__About this exercise__:
Among the records, find the lines that hold the string "latter" and return them.

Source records
===============

PR #150, opened 2022-08-08
 Enable `psimulate` to run without artifact

mattkappel:
### Description
- *Category*: bugfix
- *JIRA issue*:  [MIC-3229](https://jira.ihme.washington.edu/browse/MIC-3229) and [MIC-3091](https://jira.ihme.washington.edu/browse/MIC-3091)

Changes:
- Allow `psimulate` to run without an artifact.
- If no artifact is provided, use the model spec yaml's stem to be the stand-in for location in results path.

### Testing
Ran this VCT against IV Iron with an artifact provided only in the YAML and only at the command and @aflaxman's WA DOH staffing repo, which does not have an artifact and motivated one of these JIRA tickets. In each case, the correct artifact (if any) and results path location were as expected (`"south_asia"` in the former case and `"staffing"` in the latter, from `staffing.yaml`

### DIFF
--- a/src/vivarium_cluster_tools/psimulate/paths.py
+++ b/src/vivarium_cluster_tools/psimulate/paths.py
@@ -91,7 +91,7 @@ class OutputPaths(NamedTuple):
                 with open(input_model_spec_path) as model_spec_file:
                     model_spec = yaml.safe_load(model_spec_file)
                 try:
-                    location = model_spec["configuration"]["input_data"]["artifact_path"].stem
+                    location = Path(model_spec["configuration"]["input_data"]["artifact_path"]).stem
                 except KeyError:
                     location = input_model_spec_path.stem
             output_directory = output_directory / location / launch_time
--- a/src/vivarium_cluster_tools/psimulate/paths.py
+++ b/src/vivarium_cluster_tools/psimulate/paths.py
@@ -8,6 +8,8 @@ from datetime import datetime
 from pathlib import Path
 from typing import NamedTuple, Optional, Union
 
+import yaml
+
 from vivarium_cluster_tools import utilities as vct_utils
 from vivarium_cluster_tools.psimulate import COMMANDS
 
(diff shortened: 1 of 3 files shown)


src/vivarium_cluster_tools/psimulate/paths.py
```diff
@@ -70,14 +72,29 @@ def from_entry_point_args(
...
+            # model_specification.py code.
+            if input_artifact_path:
+                location = input_artifact_path.stem
+            else:
+                # check for YAML
+                with open(input_model_spec_path) as model_spec_file:
+                    model_spec = yaml.safe_load(model_spec_file)
+                try:
+                    location = Path(model_spec["configuration"]["input_data"]["artifact_path"]).stem
+                except KeyError:
```
stevebachmeier, line 95: This kind of feels borderline like the type of error you shouldn't catch b/c it's expected behavior (please correct me if I'm wrong here). Regardless, another approach I defaulted to when thinking about this was implementing .get(). eg

```
location = model_spec.get('configuration', {}).get('input_data', {}).get('artifact_path')
if not location:
    location = input_model_spec_path.stem
```

Or I guess if you wanted to golf:
```
location = model_spec.get('configuration', {}).get('input_data', {}).get('artifact_path', input_model_spec_path.stem)
```

src/vivarium_cluster_tools/psimulate/paths.py
```diff
@@ -70,14 +72,29 @@ def from_entry_point_args(
...
+            # which must exist. NB: Actual determination of the artifact path is done in the
+            # model_specification.py code.
+            if input_artifact_path:
+                location = input_artifact_path.stem
+            else:
+                # check for YAML
+                with open(input_model_spec_path) as model_spec_file:
+                    model_spec = yaml.safe_load(model_spec_file)
+                try:
+                    location = Path(model_spec["configuration"]["input_data"]["artifact_path"]).stem
```
rmudambi, line 94: In what context would `input_artifact_path` not exist, but there be an artifact path defined in the model spec file? This seems like it should never happen.

mattkappel: None, but you still have to look. Three possibilities:

CLI
YAML
none

In the first two we use the artifact name, in the latter we use the name of the YAML file.

mattkappel: Oh, you mean why specify artifact in the YAML but not the CLI? 

I prefer it tbqh. Fewer options to pass to psimulate.

src/vivarium_cluster_tools/psimulate/paths.py
mattkappel: I hesitated on the try/except because of that, it it fits so well. Do you think your code is clearer than the OP?

stevebachmeier: I think it's clearer and results in one less indent. But I don't think it's a big deal either way

mattkappel: OTOH, it doesn't seem like it's bad form in Python. EAFP.

mattkappel: https://stackoverflow.com/questions/11360858/what-is-the-eafp-principle-in-python

stevebachmeier: The second comment on that thread actually points out the .get() approach. Seems like it doesn't matter much. I prefer minimizing indents (and .get() is readable to me), but what you have is fine as well.

mattkappel: Looking at efficiency, the EAFP approach reads the dictionary once. The `.get()` approach reads it three times.

albrja (approved):

mattkappel:
I'm going to take a different tack after chatting with @rmudambi to have `simulate` and `psimulate` use the same code to choose the location-like name used in the results directory. Right now, `simulate` doesn't infer from artifact, it only takes the stem of the model spec yaml. The code will be effectively the same as presented here, but moved/refactored into the `vivarium` repo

===============

__Expected answer__:
Ran this VCT against IV Iron with an artifact provided only in the YAML and only at the command and @aflaxman's WA DOH staffing repo, which does not have an artifact and motivated one of these JIRA tickets. In each case, the correct artifact (if any) and results path location were as expected (`"south_asia"` in the former case and `"staffing"` in the latter, from `staffing.yaml`
In the first two we use the artifact name, in the latter we use the name of the YAML file.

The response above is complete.